Lately, on top of my daily work, I’ve been helping out with an annual project. I have the bandwidth to handle it—I have to push back some of the work with looser deadlines to tackle this, but the pressure is minimal. (I have to be nudged occasionally, though.)

I say this because yesterday, my boss’s boss’s boss caught me at the latte machine and said, “Hey, nice work on [that thing you did].”

I said, “Thanks. I still have a lot to do before the deadline.”

“Yeah,” he replied, “but good job today.”

He was thanking me for doing my job, the one I got paid for. And you know what? It felt good. It felt really good. I take pride in my work, and to have it acknowledged that high up meant a lot to me.

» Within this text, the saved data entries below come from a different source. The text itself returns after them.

PR #1452, opened 2026-09-17
Fix trips-for-route layover handling

### LINKED ISSUE #1444: trips-for-route: blocks between trips (layover) are dropped
## Summary

`trips-for-route` drops blocks whose vehicle is between two trips on the route at the query time: its last trip has ended and the next hasn't started. Java returns one entry for each of those blocks.

## Current behaviour

`trips-for-route/1_100275.json?time=1789398000000` (08:00 local; window 07:30–08:10). Java returns these blocks and Maglev omits them:

| Block | Route trips around the query time | Java's entry |
|---|---|---|
| 8230889 | 07:06–07:49, then 08:12–08:57 | `851648161` (the trip that just ended) |
| 8230885 | 07:00–07:42, then 08:06–08:54 | `851648641` (the next trip) |
| 8230894 | 07:12–07:54, then 08:18–09:06 | `851648351` (the next trip) |

On `trips-for-route/1_100001.json` at the same time, block `8222244` (07:17–07:51, then 08:10–08:27) is missing the same way.

Each of these blocks has a trip on the route inside the window, so they pass step 2 of the spec. The likely cause, not yet confirmed in code:
- `GetActiveTripInBlockAtTime` finds no trip "in progress" during the gap, so the block is skipped.
- The `block_layover` fallback only has rows when a trip's last stop is the next trip's first stop, so layovers at different terminals never qualify. This is the same table limitation found while reviewing #1362.

## Spec requirement

[trips-for-route](https://github.com/OneBusAway/maglev/wiki/trips-for-route):

> The response contains one entry per active block whose scheduled trips overlap the query window

> **The result set is not open-ended.** … Client code (e.g. Wayfinder's vehicle-marker sweep, Android's trip-extrapolation layer) treats an entry's presence in `data.list` as "this vehicle is currently active" and removes or ages out anything missing.

So a vehicle laying over at a terminal disappears from the map for the length of its layover.

## Acceptance criteria

- [ ] A block with a route trip in the window is returned while its vehicle is between trips, whether or not the two trips share a terminal stop
- [ ] The active trip chosen during a gap matches Java's rule (`TripStatusBeanServiceImpl` / block location). The table above shows Java picking the previous trip in one case and the next trip in others, so confirm the rule before implementing.
- [ ] The three route 8 blocks and block `8222244` above are returned
- [ ] A test covers a layover at the same terminal and one at different terminals

## Scope note

The opposite problem, blocks with no route trips leaking in, is #1443.

Spec review: #1050

soumajitgh:
## Summary

- retain active blocks while vehicles are between scheduled trips
- use the existing Java-compatible block snapshot to select the previous or next trip
- handle layovers at both shared and different terminal stops
- preserve overnight, interlining, and reused-block behavior

## Testing

- `go test -tags 'sqlite_fts5 sqlite_math_functions' ./internal/restapi -count=1`

Closes #1444

## Summary by CodeRabbit

- **Bug Fixes**
  - Route trip results now continue to show blocks during layovers between consecutive trips.
  - Improved trip selection during layovers, including same-terminal and different-terminal transitions.
  - Route results now more accurately identify active trips and service days across multiple blocks.
  - Prevented unrelated blocks from appearing when trips share indexing information.
  - Improved handling of reused block identifiers across service days and route evidence.
  - Interlined trips can now correctly appear as the active portion of a requested route block.


omlahore:
Both new tests fail on main, 0 entries in one and 1 in the other, and they pass here, so I think the layover part is right. I also ran main's whole trips-for-route file against this branch and nothing else moved.

internal/restapi/trips_for_route_handler.go
```diff
@@ -166,11 +173,20 @@ func (api *RestAPI) tripsForRouteHandler(w http.ResponseWriter, r *http.Request)
...
 				}
 			}
 		}
+
+		// A block discovered through today's queried-route trip can be running
+		// an interlined trip from yesterday's service (including across agency
+		// timezones). Keep those blocks eligible for previous-day resolution.
+		// The reverse is intentionally not done: a yesterday-only candidate must
+		// not resolve an unrelated reuse of its block ID in today's service.
+		for blockID := range currentLinkedBlocks {
```
burma-shave: This copies every current-day linked block into the previous-day candidate set. That preserves cross-service interlining, but it also lets a today-only queried-route block resolve an unrelated previous-day reuse of the same `block_id`. In an asymmetric case where today has route R in block B but yesterday's B is active only on another route, previous-day resolution can emit yesterday's other-route active trip, and `buildBlockTripForRoute` (keyed only by block ID across both service-day sets) can associate it with today's queried-route trip. Please keep the previous-day candidates tied to service-day evidence for the queried route, or add a regression test for that asymmetric reused-block scenario.

internal/restapi/trips_for_route_handler.go
```diff
@@ -575,6 +565,145 @@ func (api *RestAPI) tripsForRouteHandler(w http.ResponseWriter, r *http.Request)
...
+// day's candidate blocks.
+func (api *RestAPI) tripsForRouteBlockSpans(
+	ctx context.Context,
+	sd tripsForRouteServiceDay,
+) ([]gtfsdb.GetTripSpansForBlocksRow, error) {
+	return queryInBatchesReserving(ctx, sd.blockIDs, len(sd.serviceIDs),
+		func(ctx context.Context, batch []string) ([]gtfsdb.GetTripSpansForBlocksRow, error) {
+			nullableBatch := make([]sql.NullString, len(batch))
+			for i, blockID := range batch {
+				nullableBatch[i] = sql.NullString{String: blockID, Valid: true}
```
burma-shave: This duplicates the nullable-string helper already used by the near-identical `trips_for_location_handler.go` conversion. Please use `nulls.String(blockID)` here and keep the existing helper/import instead of hand-rolling `sql.NullString`.

burma-shave (changes requested):
Requesting changes based on the reused-block service-day edge case below. The nullable-string helper note is minor cleanup, but included while this area is being touched.

soumajitgh:
Resolved the merge conflicts with the latest main. All REST API and database tests pass.

burma-shave (approved):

When I got home, I painted a little so I could binge a show that was leaving Hulu by the end of the month, and one of the authority figures told a guy, “I don’t thank you for doing your job.” (This is the same show with the line, “How are we supposed to know what they’re gonna do next if we can’t predict their next move,” so I don’t put a lot of stock into it.) And that’s the problem with this country. Workers have spent so much time doing more than what’s in their job description that it’s expected, and it’s expected for free. Wages have stagnated, bonuses aren’t given out, promotions are withheld, and no one says thank you. It’s such a routine thing that, when Zoomers started doing no more than their job description, businesses freaked out, ran to The Wall Street Journal, and called it “Quiet Quitting.” Nobody’s quitting, they’re just recognizing their own value.

I may not get a raise or bonus for [that thing I did] because it was in my job description, but I still did it well. My work was recognized. I was seen. That meant the world to me, and it encouraged me to keep it up or maybe do more.

And so I passed it on. In a group email updating the managers on said project, I thanked the temp for doing [something really tedious]. It was her job, but it was [something really tedious], and she did it well and in a timely fashion. I wouldn’t have been able to do [that thing I did] without her. A manager wrote back, “I didn’t know [temp] had to do [something really tedious]! Great job!” I hope that lifted her spirits as much as my boss’s boss’s boss did.

I guess I’m saying, if you’re a manager or even a parent, and your underling or kid does what they’re supposed to do, a little attaboy doesn’t cost anything, it might make their day. It might encourage them to be better.